---------- Supplied records ----------
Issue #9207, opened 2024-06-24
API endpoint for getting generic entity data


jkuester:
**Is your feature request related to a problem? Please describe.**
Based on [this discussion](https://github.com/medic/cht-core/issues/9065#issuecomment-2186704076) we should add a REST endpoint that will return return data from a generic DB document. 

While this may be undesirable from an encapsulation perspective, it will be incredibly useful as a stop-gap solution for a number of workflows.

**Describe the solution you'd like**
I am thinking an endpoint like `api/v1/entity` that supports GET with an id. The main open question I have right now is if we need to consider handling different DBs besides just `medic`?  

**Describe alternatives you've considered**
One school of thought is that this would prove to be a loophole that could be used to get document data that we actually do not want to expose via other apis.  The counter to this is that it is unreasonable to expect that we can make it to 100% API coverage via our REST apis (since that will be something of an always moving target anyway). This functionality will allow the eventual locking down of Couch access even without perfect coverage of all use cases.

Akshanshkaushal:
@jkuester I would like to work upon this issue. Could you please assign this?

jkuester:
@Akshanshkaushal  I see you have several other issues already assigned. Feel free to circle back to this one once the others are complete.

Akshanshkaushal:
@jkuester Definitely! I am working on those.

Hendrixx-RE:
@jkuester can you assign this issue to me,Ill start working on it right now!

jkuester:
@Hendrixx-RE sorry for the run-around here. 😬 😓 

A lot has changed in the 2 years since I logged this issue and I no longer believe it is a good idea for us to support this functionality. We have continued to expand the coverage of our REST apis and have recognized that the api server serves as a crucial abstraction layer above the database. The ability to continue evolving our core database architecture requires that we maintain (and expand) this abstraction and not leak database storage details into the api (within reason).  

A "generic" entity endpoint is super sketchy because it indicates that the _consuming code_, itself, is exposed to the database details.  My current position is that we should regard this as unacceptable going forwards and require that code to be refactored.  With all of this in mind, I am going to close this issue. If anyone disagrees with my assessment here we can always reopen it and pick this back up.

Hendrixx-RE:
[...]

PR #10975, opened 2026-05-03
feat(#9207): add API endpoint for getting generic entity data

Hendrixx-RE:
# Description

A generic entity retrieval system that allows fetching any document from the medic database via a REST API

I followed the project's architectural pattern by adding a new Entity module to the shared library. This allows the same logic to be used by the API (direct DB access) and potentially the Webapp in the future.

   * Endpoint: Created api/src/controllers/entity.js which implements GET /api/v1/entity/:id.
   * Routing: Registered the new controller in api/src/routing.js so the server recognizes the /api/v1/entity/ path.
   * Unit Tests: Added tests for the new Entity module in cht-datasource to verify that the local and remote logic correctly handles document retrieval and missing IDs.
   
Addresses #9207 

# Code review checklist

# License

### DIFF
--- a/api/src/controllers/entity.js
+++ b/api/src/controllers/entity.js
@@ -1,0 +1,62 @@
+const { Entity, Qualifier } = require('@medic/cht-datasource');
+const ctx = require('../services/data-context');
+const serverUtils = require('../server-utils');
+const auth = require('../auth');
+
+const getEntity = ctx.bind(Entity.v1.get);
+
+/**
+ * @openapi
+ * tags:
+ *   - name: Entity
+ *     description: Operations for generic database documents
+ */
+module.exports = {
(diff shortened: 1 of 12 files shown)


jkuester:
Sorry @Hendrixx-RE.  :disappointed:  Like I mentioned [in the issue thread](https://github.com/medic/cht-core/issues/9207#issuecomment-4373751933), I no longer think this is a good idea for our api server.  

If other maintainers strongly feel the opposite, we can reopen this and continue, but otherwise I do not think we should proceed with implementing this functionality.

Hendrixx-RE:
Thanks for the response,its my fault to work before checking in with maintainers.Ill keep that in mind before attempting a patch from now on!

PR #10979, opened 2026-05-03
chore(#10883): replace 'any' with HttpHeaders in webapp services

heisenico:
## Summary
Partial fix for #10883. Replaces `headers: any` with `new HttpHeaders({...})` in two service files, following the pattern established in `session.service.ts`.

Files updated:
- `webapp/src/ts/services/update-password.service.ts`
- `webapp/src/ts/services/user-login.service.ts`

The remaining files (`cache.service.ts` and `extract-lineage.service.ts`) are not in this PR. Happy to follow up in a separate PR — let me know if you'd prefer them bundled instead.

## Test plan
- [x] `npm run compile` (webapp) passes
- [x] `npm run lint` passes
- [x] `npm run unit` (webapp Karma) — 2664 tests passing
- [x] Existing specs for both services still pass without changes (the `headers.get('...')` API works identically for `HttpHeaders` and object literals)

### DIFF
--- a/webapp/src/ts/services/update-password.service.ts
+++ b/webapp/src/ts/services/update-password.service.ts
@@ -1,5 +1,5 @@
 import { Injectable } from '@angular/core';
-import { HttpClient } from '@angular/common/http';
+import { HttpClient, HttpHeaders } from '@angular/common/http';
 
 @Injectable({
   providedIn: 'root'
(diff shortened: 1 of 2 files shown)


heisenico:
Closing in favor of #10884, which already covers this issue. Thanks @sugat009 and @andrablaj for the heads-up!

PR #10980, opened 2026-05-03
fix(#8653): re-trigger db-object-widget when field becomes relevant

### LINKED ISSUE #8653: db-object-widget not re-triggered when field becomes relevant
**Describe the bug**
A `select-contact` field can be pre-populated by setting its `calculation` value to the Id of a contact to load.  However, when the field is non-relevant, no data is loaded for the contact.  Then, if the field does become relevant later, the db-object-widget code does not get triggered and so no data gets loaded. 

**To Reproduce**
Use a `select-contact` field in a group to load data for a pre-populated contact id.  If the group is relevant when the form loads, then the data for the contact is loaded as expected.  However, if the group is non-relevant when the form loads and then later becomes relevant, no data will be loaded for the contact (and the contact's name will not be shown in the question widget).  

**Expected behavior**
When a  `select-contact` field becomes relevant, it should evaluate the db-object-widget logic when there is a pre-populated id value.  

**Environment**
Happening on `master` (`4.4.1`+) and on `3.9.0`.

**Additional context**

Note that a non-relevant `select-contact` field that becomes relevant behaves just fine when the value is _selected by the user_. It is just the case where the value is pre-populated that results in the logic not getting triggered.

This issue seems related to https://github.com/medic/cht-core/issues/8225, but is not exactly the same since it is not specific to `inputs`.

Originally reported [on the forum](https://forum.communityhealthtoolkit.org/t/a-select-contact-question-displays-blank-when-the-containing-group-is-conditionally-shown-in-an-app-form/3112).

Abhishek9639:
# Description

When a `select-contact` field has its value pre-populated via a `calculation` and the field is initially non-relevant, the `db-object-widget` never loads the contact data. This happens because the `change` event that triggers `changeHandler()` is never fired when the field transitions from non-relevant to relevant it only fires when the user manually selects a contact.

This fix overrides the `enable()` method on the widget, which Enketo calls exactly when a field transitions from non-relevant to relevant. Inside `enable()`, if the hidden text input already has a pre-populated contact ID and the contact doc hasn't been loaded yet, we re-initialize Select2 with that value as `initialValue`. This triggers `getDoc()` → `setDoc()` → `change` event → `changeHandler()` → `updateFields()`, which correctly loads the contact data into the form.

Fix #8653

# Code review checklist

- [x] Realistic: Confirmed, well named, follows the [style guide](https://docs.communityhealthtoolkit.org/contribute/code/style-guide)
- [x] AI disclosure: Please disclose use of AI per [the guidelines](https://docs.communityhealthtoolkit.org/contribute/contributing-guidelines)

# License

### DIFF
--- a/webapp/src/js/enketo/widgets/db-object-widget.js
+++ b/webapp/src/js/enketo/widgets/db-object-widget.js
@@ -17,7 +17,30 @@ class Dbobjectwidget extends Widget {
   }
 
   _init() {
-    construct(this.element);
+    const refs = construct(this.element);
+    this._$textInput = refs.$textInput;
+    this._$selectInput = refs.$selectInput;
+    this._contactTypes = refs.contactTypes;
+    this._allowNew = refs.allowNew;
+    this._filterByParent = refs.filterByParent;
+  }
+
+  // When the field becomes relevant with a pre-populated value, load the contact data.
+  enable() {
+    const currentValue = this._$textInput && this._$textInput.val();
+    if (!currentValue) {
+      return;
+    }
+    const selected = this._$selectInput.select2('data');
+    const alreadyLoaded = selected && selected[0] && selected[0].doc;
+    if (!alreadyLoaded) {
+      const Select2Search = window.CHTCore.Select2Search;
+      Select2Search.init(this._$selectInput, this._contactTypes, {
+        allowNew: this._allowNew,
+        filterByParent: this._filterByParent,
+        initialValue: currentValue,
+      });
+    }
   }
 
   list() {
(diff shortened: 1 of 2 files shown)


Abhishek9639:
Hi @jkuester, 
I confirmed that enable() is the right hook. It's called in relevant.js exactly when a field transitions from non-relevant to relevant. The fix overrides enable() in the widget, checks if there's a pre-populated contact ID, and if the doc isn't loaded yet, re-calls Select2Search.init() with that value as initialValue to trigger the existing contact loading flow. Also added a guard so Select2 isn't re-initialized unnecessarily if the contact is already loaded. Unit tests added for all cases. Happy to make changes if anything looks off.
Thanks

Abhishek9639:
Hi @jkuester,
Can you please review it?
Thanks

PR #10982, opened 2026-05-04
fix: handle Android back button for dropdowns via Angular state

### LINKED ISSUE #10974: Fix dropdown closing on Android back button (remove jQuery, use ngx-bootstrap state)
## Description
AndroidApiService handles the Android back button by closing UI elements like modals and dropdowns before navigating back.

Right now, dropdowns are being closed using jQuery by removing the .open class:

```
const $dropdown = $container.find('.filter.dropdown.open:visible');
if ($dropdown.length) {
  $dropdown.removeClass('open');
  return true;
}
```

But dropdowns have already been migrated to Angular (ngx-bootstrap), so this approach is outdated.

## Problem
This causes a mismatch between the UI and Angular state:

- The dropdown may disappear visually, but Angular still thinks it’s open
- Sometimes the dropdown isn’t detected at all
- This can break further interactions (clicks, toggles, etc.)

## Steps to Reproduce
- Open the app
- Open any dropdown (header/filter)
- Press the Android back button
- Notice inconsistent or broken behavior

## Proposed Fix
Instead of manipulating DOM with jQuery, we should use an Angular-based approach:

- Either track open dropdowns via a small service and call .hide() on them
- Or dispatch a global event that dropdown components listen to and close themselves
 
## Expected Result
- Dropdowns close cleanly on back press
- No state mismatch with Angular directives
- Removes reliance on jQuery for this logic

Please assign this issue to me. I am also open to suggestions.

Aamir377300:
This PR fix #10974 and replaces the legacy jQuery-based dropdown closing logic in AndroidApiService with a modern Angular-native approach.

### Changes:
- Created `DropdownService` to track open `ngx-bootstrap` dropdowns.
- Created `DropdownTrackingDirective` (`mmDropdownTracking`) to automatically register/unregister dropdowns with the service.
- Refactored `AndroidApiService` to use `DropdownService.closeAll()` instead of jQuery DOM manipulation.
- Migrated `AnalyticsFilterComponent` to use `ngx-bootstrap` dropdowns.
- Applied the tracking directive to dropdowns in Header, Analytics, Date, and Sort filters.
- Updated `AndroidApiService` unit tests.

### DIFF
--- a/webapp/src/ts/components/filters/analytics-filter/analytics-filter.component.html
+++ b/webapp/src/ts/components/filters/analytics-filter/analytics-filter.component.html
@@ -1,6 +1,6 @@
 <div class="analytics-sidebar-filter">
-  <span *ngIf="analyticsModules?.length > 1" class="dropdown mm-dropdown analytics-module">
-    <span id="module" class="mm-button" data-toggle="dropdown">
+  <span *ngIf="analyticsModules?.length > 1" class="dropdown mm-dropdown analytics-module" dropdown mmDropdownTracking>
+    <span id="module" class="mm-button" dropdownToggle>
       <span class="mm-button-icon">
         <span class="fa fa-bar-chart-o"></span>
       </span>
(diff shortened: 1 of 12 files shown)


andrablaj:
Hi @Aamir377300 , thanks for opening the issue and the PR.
----------
== Problem ==
In the records, which lines use the word "HttpClient"? Report them.

== Response to this task ==
-import { HttpClient } from '@angular/common/http';
+import { HttpClient, HttpHeaders } from '@angular/common/http';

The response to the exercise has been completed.